* Exercise aim
The answer must consist of every line in the data below that holds the word "just".

* Information provided
PR #247, opened 2017-12-14
ED-2668 social share metadata

eadpearce:
https://uktrade.atlassian.net/browse/ED-2668


core/templatetags/image_tags.py
```diff
@@ -8,3 +9,14 @@
 def progressive_image(webp, src, alt_text=''):
     context = {'src': src, 'webp': webp, 'alt_text': alt_text}
     return render_to_string('core/widgets/progressive_image.html', context)
+
+
+class FullStaticNode(static.StaticNode):
```
konradko: why do we need this?

core/templatetags/image_tags.py
```diff
@@ -8,3 +9,14 @@
...
+    def url(self, context):
+        request = context['request']
+        return request.build_absolute_uri(super().url(context))
+
+
+@register.tag
+def get_image_absolute_uri(parser, token):
```
konradko: why not just use `%static%`?

eadpearce: opengraph needs the full path to the image. currently we're using `<meta property="og:image" content="{% static 'images/icons/opengraph-image.png' %}">` which produces `<meta property="og:image" content="/static/images/icons/opengraph-image.f86f1d0dd106.png">`

article/templates/article/detail-base.html
```diff
@@ -11,6 +12,23 @@
...
+  <meta name="description" content="" />
+
+  {# Twitter #}
+  <meta name="twitter:card" content="summary">
+  <meta name="twitter:title" content="{{ article.title }}">
+  {# twitter falls back to og for other data not included here #}
+
+  {# Facebook share data #}
+  <meta property="og:locale" content="en_UK" />
+  <meta property="og:site_name" content="great.gov.uk" />
```
richtier: will hard-coding this cause any problems if we try to share staging or dev urls (for testing purposes) ?

core/templatetags/image_tags.py
richtier: ah yes this is an annoying thing to solve with django:
- if we serve images from the webserver (local dev) then `{% static ... %}` gives a relative url.
- if we use AWS as the storage backend (prod, staging, heroku dev) then `{% static ... %}` gives an absolute url pointing to the s3 bucket (as defined by `AWS_S3_CUSTOM_DOMAIN` in `settings.py`.

Unfortunately `request.build_absolute_uri` will create a absolute url for the current domain, not the s3 domain that images are served from if s3 storage backend is used.

core/templates/core/base.html
```diff
@@ -7,17 +7,19 @@
         <meta id="utmCookieDomain" value="{{ analytics.UTM_COOKIE_DOMAIN }}" />
         {% include 'core/google_tag_manager_head.html' %}
         <meta charset="utf-8" />
+        <meta name="viewport" content="width=device-width, initial-scale=1">
+
         <title>{% block head_title %}Welcome to great.gov.uk{% endblock %}</title>
 
+        {% block sharing_metadata %}{% endblock %}
```
richtier: we can define default value in here, so we can do:

```
{% block sharing_metadata %}
    <meta property="og:image" content="{% static 'images/icons/opengraph-image.png' %}">
{% endblock %}
```

which ensures an image will be specified for all pages

article/templates/article/detail-base.html
richtier: as discussed elsewhere: no :)

core/templates/core/base.html
eadpearce: aha yes i forgot about that

PR #251, opened 2017-12-18
Hide country column label from large screens but not screen readers

richtier:
[this task](https://uktrade.atlassian.net/browse/ED-2946)

we hide the country label as it's not needed for people who can see

they can see the column is for country

but for screen readers, we use the column label

## after fix
image

## before fix
image


ui/settings.py
```diff
@@ -249,7 +249,7 @@
 
 ANALYTICS_ID = os.getenv("ANALYTICS_ID")
 
-SECURE_SSL_REDIRECT = os.getenv('SECURE_SSL_REDIRECT', 'true') == 'true'
+SECURE_SSL_REDIRECT = False
```
konradko: Should not be changed

richtier: oy vey oops

PR #259, opened 2017-12-21
ED-2895 scope indicator

eadpearce:
https://uktrade.atlassian.net/browse/ED-2895


casestudy/templates/casestudy/base.html
```diff
@@ -42,7 +42,7 @@ <h1>{{ casestudy.title }}</h1>
                 {% block quote_two_link %}{% endblock %}
             </cite>
         </blockquote>
-        {% include 'core/social-share-links.html' %}
+        {% include 'core/widgets/social-share-links.html' %}
```
richtier: note the "widgets" folder initially started as a place to put templates for form field widgets.

But I see it's now the widgets folder has also got components to include in other template.

not a problem, just an FYI.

* Result of this exercise
konradko: why not just use `%static%`?
not a problem, just an FYI.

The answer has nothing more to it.